Exercise description:
If a line in the data has the string "into", please show it.

[Opening Available data section]

PR #2897, opened 2020-04-29
[mqtt] Benchmark broker message dispatching

dmolokanov:
In order to verify how quickly broker can dispatch messages we need some benchmark tests.
`dispatch_message` benches start broker with empty state and no network connections. Firstly, each bench test creates a given number of publishers, subscribers and connects them to a broker. Then it makes a series of exercises to send messages to a broker and measures the time between a message successfully sent to a broker and broker processed this message. For this case broker extended with a `on_publish` "callback" which has to be exposed only for benchmark tests.

### 1-to-1 
Each publisher sends messages to one corresponding subscriber:
```
pub1 pub topic/1            sub1 sub topic/1
pub2 pub topic/2            sub2 sub topic/2
pub2 pub topic/N            sub2 sub topic/N
```
### fan-in
All publishers send message to a randomly chose topic
```
pub1 pub topic/2            sub1 sub topic/1
pub2 pub topic/2            sub2 sub topic/2
pubN pub topic/2            sub2 sub topic/N
```
### fan-out 
Multiple publishers sends messages to a topic all subscribers subscribed to
```
pub1 pub topic/foo            sub1 sub topic/foo
pub2 pub topic/foo            sub2 sub topic/foo
pubN pub topic/foo            sub2 sub topic/foo
```

## How to run benches
```bash 
cd mqtt 
cargo bench --bench dispatch_messages \
    --features="benches" \
    --manifest-path mqtt-broker/Cargo.toml
```
or 
```bash
cd mqtt/mqtt-broker
cargo bench --bench dispatch_messages --features="benches"
```
to run all benches
```bash 
cd mqtt/mqtt-broker
cargo bench --all --features="benches"
```


mqtt/mqtt-broker/benches/dispatch_messages.rs
```diff
@@ -0,0 +1,331 @@
...
+                        ClientEvent::PubRel(_) => None,
+                        ClientEvent::PubComp(_) => None,
+                        ClientEvent::DropConnection
+                        | ClientEvent::CloseSession
+                        | ClientEvent::Disconnect(_) => {
+                            stop = true;
+                            None
+                        }
+                        ClientEvent::PingReq(_) => Some(ClientEvent::PingResp(proto::PingResp)),
+                        ClientEvent::PingResp(_) => Some(ClientEvent::PingReq(proto::PingReq)),
```
vadim-kovalyov, line 242: Maybe I'm missing something, but are you sure you need to reply with PingReq on PingResp? won't you get an "infinite loop" of pings?

mqtt/mqtt-broker/benches/dispatch_messages.rs
```diff
@@ -0,0 +1,331 @@
...
+                proto::PacketIdentifierDupQoS::AtLeastOnce(next, false)
+            }
+            proto::QoS::ExactlyOnce => todo!(),
+        };
+
+        proto::Publish {
+            packet_identifier_dup_qos: packet_id,
+            retain: false,
+            topic_name,
+            payload: Bytes::from_iter((0..payload_size.into()).map(|_| rand::random::<u8>())),
```
vadim-kovalyov, line 301: nit: I'm not sure if randomness does matter here. Won't `vec![0u8, size]` spare some cycles?

mqtt/mqtt-broker/src/broker.rs
```diff
@@ -38,6 +38,8 @@ where
     retained: HashMap<String, proto::Publication>,
     authenticator: N,
     authorizer: Z,
+
+    pub on_publish: Option<Sender<()>>,
```
vadim-kovalyov, line 42: q: I'm not sure, but is it possible to guard this with `[cfg(test)]`?

mqtt/mqtt-broker/benches/dispatch_messages.rs
dmolokanov: The idea was the client responds to the broker ping request. But I wonder if the broker actively checks clients. Probably not...

mqtt/mqtt-broker/benches/dispatch_messages.rs
dmolokanov: 1. data preparation doesn't participate in execution measurements., only message publishing 
2. randomization help to make cache missed when loading that "emulates" real behavior.

mqtt/mqtt-broker/src/broker.rs
dmolokanov: not with tests, I'm going to add special feature and run benches with this feature enabled

mqtt/mqtt-broker/Cargo.toml
```diff
@@ -38,9 +36,10 @@ atty = "0.2"
 bytes = "0.5"
 criterion = "0.3"
 fail = { version = "0.3", features = ["failpoints"] }
+itertools = "0.9"
 matches = "0.1"
 proptest = "0.9"
-rand = "0.3"
+rand = "0.7"
```
myagley, line 42: We should probably put these dependencies behind the feature flag as well.

myagley: Not blocking an approval on this. But, something we might want to consider to keep it clean.

dmolokanov: this is a good idea, but it seems like it doesn't work with stable rust now https://github.com/rust-lang/cargo/issues/5954

mqtt/mqtt-broker/benches/dispatch_messages.rs
```diff
@@ -0,0 +1,444 @@
...
+    init_logging();
+
+    let mut group = c.benchmark_group("fan_out");
+    for (qos, count, payload_size) in scenarios() {
+        let strategy = Strategy::new_fan_out(count, count);
+        dispatch_messages(&mut group, strategy, count, payload_size, qos);
+    }
+    group.finish();
+}
+
```
vipeller, line 61: these three methods look exactly the same, except the strategy they create and the name. Can it be made into a single method, and fan_in()/fan_out()/one_to_one() just call that single method with a "strategy creator" function injected?

dmolokanov: Yeah, I thought about that. I still wonder if number of publishers should not be equal number of subscribers. it may vary depending on strategy...

mqtt/mqtt-broker/benches/dispatch_messages.rs
```diff
@@ -0,0 +1,444 @@
...
+                            }
+                            None
+                        }
+                        ClientEvent::PubRec(_) => None,
+                        ClientEvent::PubRel(_) => None,
+                        ClientEvent::PubComp(_) => None,
+                        ClientEvent::DropConnection
+                        | ClientEvent::CloseSession
+                        | ClientEvent::Disconnect(_) => {
+                            stop = true;
```
vadim-kovalyov, line 271: nit: log(...); break;

mqtt/mqtt-broker/src/broker.rs
```diff
@@ -181,10 +184,10 @@ where
                 Ok(())
             }
             ClientEvent::PubAck0(id) => self.process_puback0(&client_id, id),
-            ClientEvent::PubAck(ref puback) => self.process_puback(&client_id, puback),
-            ClientEvent::PubRec(ref pubrec) => self.process_pubrec(&client_id, pubrec),
-            ClientEvent::PubRel(ref pubrel) => self.process_pubrel(&client_id, pubrel),
-            ClientEvent::PubComp(ref pubcomp) => self.process_pubcomp(&client_id, pubcomp),
+            ClientEvent::PubAck(puback) => self.process_puback(&client_id, &puback),
```
vadim-kovalyov, line 187: nit: since you've touched this, why do we even need refs here? we are deconstructing the event anyways, why not move into `process_puback`. Just a question, no need to be fixed in this PR :)

mqtt/mqtt-broker/Cargo.toml
dmolokanov: Fixed with `benches` feature

mqtt/mqtt-broker/benches/dispatch_messages.rs
dmolokanov: it logged bellow

mqtt/mqtt-broker/src/broker.rs
dmolokanov: good catch!

dmolokanov: Actually it's a clippy that forces to borrow values that were not consumed:
https://rust-lang.github.io/rust-clippy/master/index.html#needless_pass_by_value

[Closing Available data section]

Reply to the task:
+            payload: Bytes::from_iter((0..payload_size.into()).map(|_| rand::random::<u8>())),
vipeller, line 61: these three methods look exactly the same, except the strategy they create and the name. Can it be made into a single method, and fan_in()/fan_out()/one_to_one() just call that single method with a "strategy creator" function injected?
vadim-kovalyov, line 187: nit: since you've touched this, why do we even need refs here? we are deconstructing the event anyways, why not move into `process_puback`. Just a question, no need to be fixed in this PR :)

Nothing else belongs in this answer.